I never thought of soldiers from many countries being prisoners of war in Italy. There were seventy thousand of them. Early in the war the Fascists in compliance with the Germans informed the Origos that their home would be used to house the P.O.W.s.  A high ranking official came to look the place  over and decided he would be more comfortable at the castle up the hill.  The Origo family and their tenants would be in charge of feeding them, and caring for them. The peasants kept them alive and helped them escape. General O’ Connor wrote after the war, “ I can only say the Italian peasants and others behind the lines were magnificent.  They could not have done more for us.  They hid us, escorted us, gave us money, clothes and food – all the time taking tremendous risks.  Without their help it would have been impossible for us to live and finally escape.”

Iris had the hospital, meager supplies and the only nurse. This is not to say she helped only the Allied forces, but also young Italians, who took up arms against the regime and joined partisan groups, (she hid them in her forest, fed them and reported movements of troops from either side). She also cared for wounded German soldiers stranded from their units.  Yes, she tells all about that castle and what went on there.

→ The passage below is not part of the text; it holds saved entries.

PR #81, opened 2019-06-10
MAKE-811: improve RPC TLS handling for credentials in memory and from files

Kimchelly:
JIRA: https://jira.mongodb.org/browse/MAKE-811

This is to make Jasper RPC TLS configuration usable with evergreen and certdepot.
* RPC client/server can be created from file or from in-memory `rpc.Credentials`.
* `rpc.Credentials` can be created from PEM bytes or JSON-encoded file containing the CA cert, cert, and key.
* Test cert data generated from certdepot in `rpc/testdata`.


rpc/service.go
```diff
@@ -18,32 +18,49 @@ func AttachService(manager jasper.Manager, s *grpc.Server) error {
...
-			return nil, errors.Wrapf(err, "could not get server credentials from cert file '%s' and key file '%s'", certFile, keyFile)
+			return nil, errors.Wrap(err, "error generating TLS config from server credentials")
 		}
-		service = grpc.NewServer(grpc.Creds(creds))
-	} else {
-		service = grpc.NewServer()
+		opts = append(opts, grpc.Creds(credentials.NewTLS(tlsConf)))
 	}
 
+	service := grpc.NewServer(opts...)
```
julianedwards: Probably should add some logging interceptors here

rpc/client.go
```diff
@@ -19,31 +19,48 @@ type rpcClient struct {
...
+func NewClient(ctx context.Context, addr net.Addr, creds *Credentials) (jasper.RemoteClient, error) {
+	opts := []grpc.DialOption{grpc.WithBlock()}
+	if creds != nil {
+		tlsConf, err := creds.Resolve()
 		if err != nil {
-			return nil, errors.Wrapf(err, "could not get client credentials from cert file '%s'", certFile)
+			return nil, errors.Wrap(err, "could not resolve credentials into TLS config")
 		}
-		credsDialOpt = grpc.WithTransportCredentials(creds)
+		opts = append(opts, grpc.WithTransportCredentials(credentials.NewTLS(tlsConf)))
```
julianedwards: Retry interceptors?

cli/service_rpc.go
```diff
@@ -39,22 +37,20 @@ func serviceCommandRPC(cmd string, operation serviceOperation) cli.Command {
...
-			},
-			cli.StringFlag{
-				Name:  certFilePathFlagName,
-				Usage: "the path to the key file",
+				Name:  credsFilePathFlagName,
+				Usage: "the path to the file containing the RPC service credentials",
 			},
 		},
-		Before: validatePort(portFlagName),
+		Before: mergeBeforeFuncs(
```
julianedwards: does this need to use mergeBeforeFuncs if it is just one function?

rpc/service.go
julianedwards: I think you forgot to push

rpc/client.go
julianedwards: Aviation retry logic only retires on [these errors](https://github.com/evergreen-ci/aviation/blob/master/retry.go#L120-L134). Would it still be too risky to retry? If the grpc request to spawn a host fails, can the host still have been spawned?

rpc/service.go
Kimchelly: I added it [here](https://github.com/mongodb/jasper/pull/81/files#diff-75b6eb34296ad137de7f0652ab98e00bR36)?

rpc/client.go
Kimchelly: I'm not going to do this for now because a lot of the RPCs will return `codes.Unknown` and aviation will retry on these errors when it shouldn't (and this will slow down tests a lot with unnecessary retrying). I made a [separate ticket](https://jira.mongodb.org/browse/MAKE-814) to handle request retries and fix up the RPCs to work with retrying more nicely.

rpc/service.go
julianedwards: Weird, it wasn't loading

Issue #736, opened 2026-04-16
Sync contacts with buttondown


tim-schilling:
We should sync the users who are subscribed to the newsletter to Buttondown. We also need to update user's tags and metadata automatically when a SessionMembership is changed for those users.

Let's add a tag in Buttondown for "Member" to identify them as part of the organization

PR #744, opened 2026-04-29
Revise the profile newsletter fields

tim-schilling:
This is the first leg of #736.

This removes the event and program update fields since we aren't using those currently. We add a `interested_in` field that will be control which tags will be used in Buttondown. 

### Test Plan

1. Test sign up works
2. Login with new credentials
3. Check the correct interested in value shows up
4. Update the profile with a different set of values, confirm detail view is updated.


tim-schilling:
Screenshot 2026-04-28 at 8 42 25 PM
Screenshot 2026-04-28 at 8 44 18 PM
Screenshot 2026-04-28 at 8 45 15 PM

accounts/forms.py
```diff
@@ -9,6 +9,13 @@
 from .models import UserAvailability
 from .models import UserProfile
 
+INTERESTED_IN_FIELDS = (
+    ("interested_in_djangonaut", UserProfile.DJANGONAUT),
+    ("interested_in_captain", UserProfile.CAPTAIN),
+    ("interested_in_navigator", UserProfile.NAVIGATOR),
+    ("interested_in_organizer", UserProfile.ORGANIZER),
```
tim-schilling: Let's extract out `UserProfile.DJANGONAUT` and `SessionMembership.DJANGONAUT` into constants

accounts/models.py
```diff
@@ -158,6 +163,16 @@ class UserProfile(models.Model):
         (ORGANIZER, "Organizer"),
     )
 
+    DJANGONAUT = "Djangonaut"
+    CAPTAIN = "Captain"
+    NAVIGATOR = "Navigator"
+    ROLE_INTERESTS = (
```
tim-schilling: I don't think this is used?

accounts/models.py
```diff
@@ -182,15 +197,20 @@ class UserProfile(models.Model):
...
-    receiving_program_updates = models.BooleanField(default=False)
     github_username = models.CharField(
         max_length=39,
         blank=True,
         null=False,
         default="",
         help_text="Your GitHub username (required for participation)",
     )
+    interested_in = ArrayField(
+        models.CharField(max_length=64),
```
tim-schilling: Add a validator here to confirm it's one of the constants.

accounts/views.py
```diff
@@ -129,11 +130,10 @@ def form_valid(self, form):
...
-        user.profile.receiving_program_updates = form.cleaned_data[
-            "receive_program_updates"
-        ]
-        user.profile.receiving_event_updates = form.cleaned_data[
-            "receive_event_updates"
+        user.profile.interested_in = [
+            role
+            for field_name, role in INTERESTED_IN_FIELDS
+            if form.cleaned_data.get(field_name)
         ]
```
tim-schilling: Push this down into the `clean()` method

accounts/views.py
```diff
@@ -218,17 +212,15 @@ def form_valid(self, form):
...
```
tim-schilling: Same as above, push down into `clean()`

PR #765, opened 2026-05-20
Sync Event saves to Zoom and Discord scheduled events

MarcusL11:
Feature covers: 

- Add worker service to docker compose: introduce a dedicated worker service so background tasks (Zoom/Discord sync, calendar invites, etc.) run alongside web, mirroring production’s async setup.

- Sync Event saves to Zoom and Discord scheduled events (+ admin polish): add Discord API client/service, create/update tasks, post-save routing, Django admin retry actions, and read-only fields/help text so operators can see sync status and recover from failures.


tim-schilling:
@MarcusL11 I think this may have been based off the main branch rather than develop. The PR has a bunch of merge commits. I think you can create a new branch from `develop` then cherry-pick the other commits from this branch, then force push to here it'll fix things. I'm handwaving things so let me know if you'd like a little clearer instructions.

home/admin.py
```diff
@@ -52,8 +52,55 @@
...
+    ]
+    list_display = [
+        "title",
+        "start_time",
+        "calendar_invites_sent_at",
+        "zoom_synced_at",
+        "discord_synced_at",
+    ]
+    readonly_fields = ("zoom_synced_at", "discord_synced_at")
+    fields = (
```
tim-schilling: Let's try removing `fields` to avoid new model fields from not being exposed in the admin in the future. I think we can live without `readonly_fields` if necessary. It's worth trying to allow all new fields to `Event` to automatically be exposed in the admin.

home/admin.py
```diff
@@ -158,6 +205,32 @@ def retry_zoom_meeting_creation(self, request, queryset) -> None:
...
 
+    @admin.action(description="Retry Discord event creation")
+    def retry_discord_event_creation(self, request, queryset) -> None:
+        """Retry creating a Discord event for events that don't have one."""
+        queued = 0
+        for event in queryset:
+            if event.discord_event_id:
+                continue
+            if not event.zoom_link:
+                continue
```
tim-schilling: Message user here that this event needs a zoom link, include the action necessary for that in the message ideally.

home/admin.py
```diff
@@ -158,6 +205,32 @@ def retry_zoom_meeting_creation(self, request, queryset) -> None:
                 messages.WARNING,
             )
 
+    @admin.action(description="Retry Discord event creation")
+    def retry_discord_event_creation(self, request, queryset) -> None:
+        """Retry creating a Discord event for events that don't have one."""
+        queued = 0
+        for event in queryset:
+            if event.discord_event_id:
+                continue
```
tim-schilling: Message user here that it's already created.

home/admin.py
```diff
@@ -158,6 +205,32 @@ def retry_zoom_meeting_creation(self, request, queryset) -> None:
...
+                f"Discord event creation queued for {queued} event(s).",
+                messages.SUCCESS,
+            )
+        else:
+            self.message_user(
+                request,
+                "Selected events either already have a Discord event or are "
+                "missing a Zoom link.",
+                messages.WARNING,
+            )
```
tim-schilling: This message can be removed since we'll cover this case above now.

home/integrations/discord/client.py
```diff
@@ -0,0 +1,92 @@
...
+                "Discord API request failed: %s %s -> %s: %s",
+                method,
+                url,
+                exc.response.status_code if exc.response is not None else "?",
+                body,
+            )
+            raise
+        except requests.RequestException:
+            logger.exception("Discord API request failed: %s %s", method, url)
+            raise
```
tim-schilling: Might be worth removing? Not sure. It's not hurting a ton, but seems unnecessary for our use case.

tim-schilling (commented):
Thank you @MarcusL11, I'm still working through this, but leaving these comments for now.

home/integrations/discord/client.py
```diff
@@ -0,0 +1,92 @@
...
+
+    def create_scheduled_event(
```
tim-schilling, line 53: These methods should have a docstring that explains what they are doing. Typically it'll also provide information about what's happening in the integrated service.

home/integrations/zoom/client.py
```diff
@@ -158,3 +158,26 @@ def create_meeting(
...
+
+    def patch_meeting(
+        self,
+        *,
+        meeting_id: str,
+        topic: str,
+        start_time: datetime,
+        duration_minutes: int,
+    ) -> None:
+        """PATCH /meetings/{id}. Zoom returns 204 on success."""
```
tim-schilling: It's probably worth mentioning that this is for updating meetings with only the fields specified.

home/integrations/discord/service.py
```diff
@@ -0,0 +1,45 @@
...
+# RE: https://docs.discord.com/developers/resources/guild-scheduled-event
+def update_event(event) -> None:
+    """PATCH the Discord scheduled event with the current Event fields."""
+    discord_client.modify_scheduled_event(
+        guild_id=settings.DISCORD_GUILD_ID,
+        event_id=event.discord_event_id,
+        payload={
+            "name": event.title[:100],
+            "description": (event.description or "")[:1000],
+            "entity_metadata": {"location": event.zoom_link[:100]},
```
tim-schilling: These shouldn't silently truncate text, there should be some type of message/alert/error that occurs when it happens. The title and description are pretty safe, but the zoom link would be very problematic if it was broken.

home/integrations/discord/service.py
```diff
@@ -0,0 +1,45 @@
...
+        start_time=event.start_time,
+        end_time=event.start_time + EVENT_DURATION,
+    )
+    return str(data["id"])
+
+
+# discord enforces strict field-length caps on scheduled events.
+# RE: https://docs.discord.com/developers/resources/guild-scheduled-event
+def update_event(event) -> None:
+    """PATCH the Discord scheduled event with the current Event fields."""
```
tim-schilling: Not every developer is going to understand what "PATCH" means. It's also not clear that this is even using a rest-ful API. It's probably more useful to use less programming specific terminology in this doc string.

home/integrations/zoom/service.py
```diff
@@ -26,4 +26,4 @@ def create_event_meeting(event) -> str:
         duration_minutes=duration_minutes,
     )
 
-    return meeting["join_url"]
+    return meeting["join_url"], str(meeting["id"])
```
tim-schilling: If we need more than just one field from the meeting, maybe we should return a custom type? I typically reach for dataclasses, but I heard `NamedTuple` works a bit better in these cases because it's slimmer, while still covering the functionality needed.

home/receivers.py
```diff
@@ -1,20 +1,30 @@
...
 ) -> None:
-    """
-    Queue Zoom meeting creation when a new event is created.
+    """Dispatch Zoom and Discord side effects on Event save.
 
-    Only triggers if the event does not already have a Zoom link.
+    Create: enqueue Zoom create (which self-chains Discord create after success);
+            if admin pre-filled zoom_link, skip Zoom and enqueue Discord directly.
+    Update: enqueue update tasks for any external system the event is linked to.
+            PATCH calls are idempotent, so we don't need to detect which fields changed.
```
tim-schilling:
```suggestion
```
This isn't clear what it's referring to unless you understand the functionality within the clients. I'm not sure it provides a benefit if we have to go a few levels deep in the code to understand the comment.

home/receivers.py
```diff
@@ -1,20 +1,30 @@
...
+@receiver(post_save, sender=Event, dispatch_uid="home.sync_event_external")
+def sync_event_external_systems(
     sender, instance: Event, created: bool, **kwargs
 ) -> None:
-    """
-    Queue Zoom meeting creation when a new event is created.
+    """Dispatch Zoom and Discord side effects on Event save.
 
-    Only triggers if the event does not already have a Zoom link.
+    Create: enqueue Zoom create (which self-chains Discord create after success);
```
tim-schilling: By self-chains, do you mean

1. In admin, user creates event
2. This handler fires, schedules task to create zoom, but not discord
3. This handler fires again in the create zoom task, scheduling task to create discord

Does this just continually loop? When does it determine it doesn't need to make a save call? Can we make sure we have a test that confirms this doesn't continually loop?

home/tasks/create_discord_event.py
```diff
@@ -0,0 +1,57 @@
...
+        try:
+            discord_id = create_event(event)
+        except Exception:
+            logger.exception("Failed to create Discord event for event %s", event_id)
+            return
+
+        Event.objects.filter(pk=event_id).update(
+            discord_event_id=discord_id,
+            discord_synced_at=timezone.now(),
+        )
```
tim-schilling: Does this work properly? I would have expected the `select_for_update()` to cause problems with this.

I think the structure of this is a bit of a footgun where we expect to avoid the signal to be raised before triggering the event. It may be better for us to create a specific factory that's responsible for creating/updating an event that will handle the downstream events. I'm not suggesting we make this change right now, I'd like to hear your thoughts on it first.

home/tests/test_discord.py
```diff
@@ -0,0 +1,404 @@
...
+
+        self.assertEqual(payload["name"], "My Event")
+        self.assertEqual(payload["description"], "A description")
+        self.assertEqual(payload["entity_type"], 3)
+        self.assertEqual(payload["privacy_level"], 2)
+        self.assertEqual(
+            payload["entity_metadata"], {"location": "https://zoom.us/j/123"}
+        )
+        self.assertEqual(payload["scheduled_start_time"], "2026-06-01T14:00:00+00:00")
+        self.assertEqual(payload["scheduled_end_time"], "2026-06-01T15:00:00+00:00")
```
tim-schilling: Is there a reason this isn't a single `assertEqual` with a dictionary?

home/tests/test_discord.py
```diff
@@ -0,0 +1,404 @@
...
+
+        mock_discord.enqueue.assert_called_once_with(event_id=event.pk)
+
+
+class DiscordServiceConstantsTests(TestCase):
+    def test_event_duration_is_one_hour(self):
+        from datetime import timedelta
+
+        self.assertEqual(EVENT_DURATION, timedelta(hours=1))
+
```
tim-schilling:
```suggestion
```

This one isn't necessary.

home/tests/test_discord.py
```diff
@@ -0,0 +1,404 @@
...
+        mock_update.side_effect = Exception("Discord down")
+
+        update_discord_event.call(event_id=self.event.pk)
+
+        self.event.refresh_from_db()
+        self.assertIsNone(self.event.discord_synced_at)
+
+
+class UpdateReceiverTests(TestCase):
+    """Edit-time receiver behavior: enqueue update tasks for linked systems."""
```
tim-schilling: I'm not sure what "edit-time receiver behavior" means.

How are these tests different than those in `DiscordSignalTests`? Can we combine them? Are there duplicates that can be reduced?

home/tests/test_zoom.py
```diff
@@ -368,3 +370,107 @@ def test_updating_existing_event_does_not_create_new_meeting(self, mock_create):
...
+        mock_patch.side_effect = Exception("Zoom down")
+
+        update_zoom_meeting.call(event_id=self.event.pk)
+
+        self.event.refresh_from_db()
+        self.assertIsNone(self.event.zoom_synced_at)
+
+
+class Phase4RecursionGuardTests(TestCase):
+    """Phase 2's recursion-guard test, deferred until update tasks exist."""
```
tim-schilling: I don't understand the name or docstring here around "phase"

home/tests/test_zoom.py
```diff
@@ -368,3 +370,107 @@ def test_updating_existing_event_does_not_create_new_meeting(self, mock_create):
...
+
+    @override_settings(**ZOOM_SETTINGS)
+    @patch("home.tasks.create_zoom_meeting.create_discord_event")
+    @patch("home.tasks.create_zoom_meeting.create_event_meeting")
+    @patch("home.tasks.update_discord_event")
+    @patch("home.tasks.update_zoom_meeting")
+    def test_zoom_writeback_does_not_recurse(
```
tim-schilling: This is probably too much mocking to be useful as an integration test, which is what I suspect this is meant to be.

tim-schilling (changes requested):
Thanks for pushing this forward. I think most of my concerns stem around patterns originally implemented in the zoom version that are being propagated and somewhat extended. I don't think we should continue those without more consideration first.

home/integrations/discord/client.py
MarcusL11: Got it, its redundant -- Is it because [create_discord_event](https://github.com/djangonaut-space/wagtail-indymeet/pull/765/changes#diff-4aa7c16d9fbd80397564b13cd289a12eb9e3bd391df5c62b78bf0e925932e6e6R48) caller catches the Exception already

home/integrations/discord/service.py
tim-schilling: As per our conversation, we landed on moving the name and description limitations to the Event model itself. If we discover in the future that we need to have longer names and descriptions for things outside of discord, we can adjust it then.

Edit:
The zoom link will truncate, but it will use `logger.error()` to send a Sentry email to maintainers. It's very unlikely that it will happen since Zoom renders links that are ~72 characters long.

home/integrations/zoom/service.py
tim-schilling: As per our meeting, we'll create this class in this file to keep it closely located to where it gets used.

home/tasks/create_discord_event.py
tim-schilling: As per our meeting, we're going to have a single task that's responsible for creating/updating the zoom link, then creating/updating the discord event. This task will be triggered by an operations or factories function that will be used in `EventAdmin.save_model()`. This will make it very clear how these services get triggered downstream without using signals or chained tasks (which are impossible with the current implementation of tasks).

home/receivers.py
tim-schilling: Resolving. See https://github.com/djangonaut-space/wagtail-indymeet/pull/765#discussion_r3321323840 for why.

home/tests/test_zoom.py
tim-schilling: This will likely disappear with the changes in https://github.com/djangonaut-space/wagtail-indymeet/pull/765#discussion_r3321323840

home/admin.py
```diff
@@ -100,6 +82,21 @@ def formfield_for_dbfield(self, db_field, request, **kwargs):
             formfield.help_text = self.field_help_text[db_field.name]
         return formfield
 
+    def save_model(self, request, obj, form, change) -> None:
```
tim-schilling, line 84: I like how this turned out. Nice!

home/tests/test_operations.py
```diff
@@ -0,0 +1,160 @@
...
+        event = EventFactory.create(zoom_link="")
+
+        with self.assertLogs("home.operations", level="WARNING"):
+            decision = dispatch_event_sync(event)
+
+        self.assertEqual(decision.status, EventSyncStatus.SKIPPED_NO_ZOOM_CONFIGURED)
+        mock_task.enqueue.assert_not_called()
+
+
+class EventAdminSaveModelTests(TestCase):
```
tim-schilling: Let's move EventAdminSaveModelTests into test_admin_event.py

home/tests/test_operations.py
```diff
@@ -0,0 +1,160 @@
...
+
+        self.admin.save_model(request, event, form=None, change=False)
+
+        stored = list(request._messages)
+        self.assertEqual(len(stored), 1)
+        self.assertEqual(stored[0].level, messages.WARNING)
+        self.assertEqual(str(stored[0]), "No Zoom configured.")
+
+
+class EventModelValidationTests(TestCase):
```
tim-schilling: Let's move this into a file for testing models if there isn't one that exists already.

home/admin.py
```diff
@@ -223,7 +220,7 @@ def retry_discord_event_creation(self, request, queryset) -> None:
                     messages.WARNING,
                 )
                 continue
-            tasks.create_discord_event.enqueue(event_id=event.pk)
+            tasks.sync_event.enqueue(event_id=event.pk)
```
tim-schilling: I think we can consolidate the actions for retrying zoom and discord event creation into one to make things simpler for the user.

tim-schilling:
The last changes are around moving things around. Everything is looking good. Thank you for sticking with it while we sorted out how to best handle this.

Let me know if you'd rather have me do the remaining tweaks.

Side note: I merged a change [into develop] that switched the project to be a docker-first project. It also consolidated all the settings into one file, which is where the merge conflict is coming from.

home/tests/test_operations.py
MarcusL11: Done — moved EventAdminSaveModelTests into test_admin_event.py alongside the other EventAdmin action tests.

home/tests/test_operations.py
MarcusL11: Done. test_models.py already existed, so EventModelValidationTests now lives there

home/admin.py
MarcusL11: Done. Consolidated into a single "Retry Zoom/Discord sync" action.

tim-schilling (approved):
Thank you for making those changes!

tim-schilling:
I tweaked the commit message on the first commit to lead with the "Sync Event saves to Zoom and Discord scheduled events" message.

When Genoa and Turin were bombed and seeing heavy fighting the city dwellers begged  those people who lived in the country to take in their children.  The children would be safe, in the middle of Italy, so far away from the fighting, or so they thought.  La Foce  and Iris Origo took twenty-six children in, in addition to the two she had of her own by then. Eventually, when the American forces landed near Rome and moved north, the war came to her doorstep literally. As the war raged close to  La Foce, she walked the children to safety in the hill town of  Montepulciano, as the shelling went on all around them. The children were tied together so they would not get lost, and many of the children so accustomed to the bombing and planes thought they were playing a new game. After the war many men, from different countries, wrote her and told her they had survived the war thanks to her kindness.  I am sure the children, who for the most part were re-united with their families felt the same way.  There is a great deal to be learned of strength, determination and courage from Iris Origo.  She shares her life, simple acts of everyday life during a war, with the hope of human kindness. Her book is a must read.

P S   I hope I find that farmer too.  I have studied Italian for two years and will be learning more in Montepulciano.  Maybe we can discuss the weather!